→ What you are asked to do
Which lines in the records below contain the word "with"? Copy each one.

════════════════

PR #176, opened 2026-03-31
Implements undo functionality

### LINKED ISSUE #115: Undo workspace edits
We're using CRDT. It should be possible to undo changes.

Mackofi:
This PR adds the ability to undo/redo actions (closes #115). The user is able to undo/redo their own changes, but only during the same session. This is probably the expected behavior we want.

We don't explicitly make use of the stored `crdt`, but with using [`Y.UndoManager`](https://docs.yjs.dev/api/undo-manager) we can get away with very little code changes and we get a lot of convenience. For example: we don't need to track what users did what, the `UndoManager` tracks it for us.

### DIFF
--- a/lynxkite-app/web/src/workspace/Workspace.tsx
+++ b/lynxkite-app/web/src/workspace/Workspace.tsx
@@ -527,6 +527,7 @@ function LynxKiteFlow() {
                   className="btn btn-link"
                   disabled={selected.length < 2}
                   onClick={groupSelection}
+                  name="groupBtn"
                 >
                   <GroupIcon />
                 </button>
@@ -536,6 +537,7 @@ function LynxKiteFlow() {
                   className="btn btn-link"
                   disabled={!isAnyGroupSelected}
                   onClick={ungroupSelection}
+                  name="ungroupBtn"
                 >
                   <UngroupIcon />
                 </button>
--- a/lynxkite-app/web/src/workspace/Workspace.tsx
+++ b/lynxkite-app/web/src/workspace/Workspace.tsx
@@ -169,16 +169,23 @@ function LynxKiteFlow() {
       } else if (event.key === "r") {
         event.preventDefault();
         executeWorkspace();
-      } else if (isPrimaryModifierPressed && !(nodeSearchSettings || isTypingInFormElement())) {
-        if (event.key.toLowerCase() === "c") {
-          copySelection(nodes, edges, crdt?.ws ?? {});
-        } else if (event.key.toLowerCase() === "v") {
-          pasteSelection(crdt, cursorScreenPos, reactFlow, setMessage);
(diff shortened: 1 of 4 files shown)


lynxkite-app/web/src/workspace/Workspace.tsx
```diff
@@ -169,16 +169,23 @@ function LynxKiteFlow() {
...
-          cutSelection(nodes, edges, crdt?.ws ?? {}, deleteSelection);
-        } else if (event.key.toLowerCase() === "a") {
-          event.preventDefault();
-          selectAll();
+      } else if (isPrimaryModifierPressed) {
+        if (event.key === "z") {
+          crdt?.undo();
+        } else if (event.key === "y") {
+          crdt?.redo();
+        } else if (!(nodeSearchSettings || isTypingInFormElement())) {
```
darabos, line 177: Are you sure about this? I think if I press Ctrl-Z in a textbox, I probably want to undo the editing inside the textbox, not the last change in the workspace. It could be lumped in with the copy/paste keys.

lynxkite-app/web/tests/undo_redo.spec.ts
```diff
@@ -0,0 +1,112 @@
...
+});
+
+test("undo/redo normal text input", async () => {
+  await workspace.addBox("NetworkX › Generators › Directed › Scale-free graph");
+  const graphBox = workspace.getBox("Scale-free graph 1");
+  await graphBox.getByLabel("n", { exact: true }).fill("10");
+  await workspace.page.keyboard.press("Control+z");
+  await expect(graphBox.getByLabel("n", { exact: true })).toHaveValue("");
+  await workspace.page.keyboard.press("Control+y");
+  await expect(graphBox.getByLabel("n", { exact: true })).toHaveValue("10");
```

════════════════

→ Response box
We don't explicitly make use of the stored `crdt`, but with using [`Y.UndoManager`](https://docs.yjs.dev/api/undo-manager) we can get away with very little code changes and we get a lot of convenience. For example: we don't need to track what users did what, the `UndoManager` tracks it for us.
darabos, line 177: Are you sure about this? I think if I press Ctrl-Z in a textbox, I probably want to undo the editing inside the textbox, not the last change in the workspace. It could be lumped in with the copy/paste keys.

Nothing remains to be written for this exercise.